Segment Start: TASK INPUT
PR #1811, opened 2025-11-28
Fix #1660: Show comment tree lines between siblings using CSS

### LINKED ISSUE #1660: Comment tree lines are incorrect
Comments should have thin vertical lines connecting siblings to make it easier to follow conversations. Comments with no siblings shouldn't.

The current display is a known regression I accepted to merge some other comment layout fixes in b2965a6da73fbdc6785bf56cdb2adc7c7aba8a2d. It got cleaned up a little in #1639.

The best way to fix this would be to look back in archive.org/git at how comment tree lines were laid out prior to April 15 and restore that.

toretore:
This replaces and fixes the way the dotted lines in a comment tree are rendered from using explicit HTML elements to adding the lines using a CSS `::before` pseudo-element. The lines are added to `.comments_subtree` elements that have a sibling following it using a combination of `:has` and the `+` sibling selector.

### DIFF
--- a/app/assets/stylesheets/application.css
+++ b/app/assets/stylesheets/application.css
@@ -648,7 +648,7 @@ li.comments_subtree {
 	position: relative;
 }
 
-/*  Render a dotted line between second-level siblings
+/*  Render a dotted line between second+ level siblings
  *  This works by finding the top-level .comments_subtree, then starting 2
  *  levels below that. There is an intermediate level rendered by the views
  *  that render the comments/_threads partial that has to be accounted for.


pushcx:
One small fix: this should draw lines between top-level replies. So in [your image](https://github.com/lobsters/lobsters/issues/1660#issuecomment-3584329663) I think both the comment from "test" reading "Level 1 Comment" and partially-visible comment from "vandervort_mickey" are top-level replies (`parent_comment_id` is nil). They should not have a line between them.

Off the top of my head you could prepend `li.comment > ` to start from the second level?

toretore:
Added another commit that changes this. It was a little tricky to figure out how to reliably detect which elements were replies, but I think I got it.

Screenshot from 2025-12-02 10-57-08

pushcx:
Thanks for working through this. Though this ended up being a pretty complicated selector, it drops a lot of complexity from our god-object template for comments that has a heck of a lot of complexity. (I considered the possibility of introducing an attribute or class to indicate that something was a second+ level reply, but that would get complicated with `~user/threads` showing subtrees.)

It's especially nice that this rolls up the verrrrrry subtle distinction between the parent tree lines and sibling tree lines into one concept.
Segment End: TASK INPUT
## ACTIVITY
Return a copy of each line in the records above that has "stylesheets" in it.

## EXERCISE OUTPUT
--- a/app/assets/stylesheets/application.css
+++ b/app/assets/stylesheets/application.css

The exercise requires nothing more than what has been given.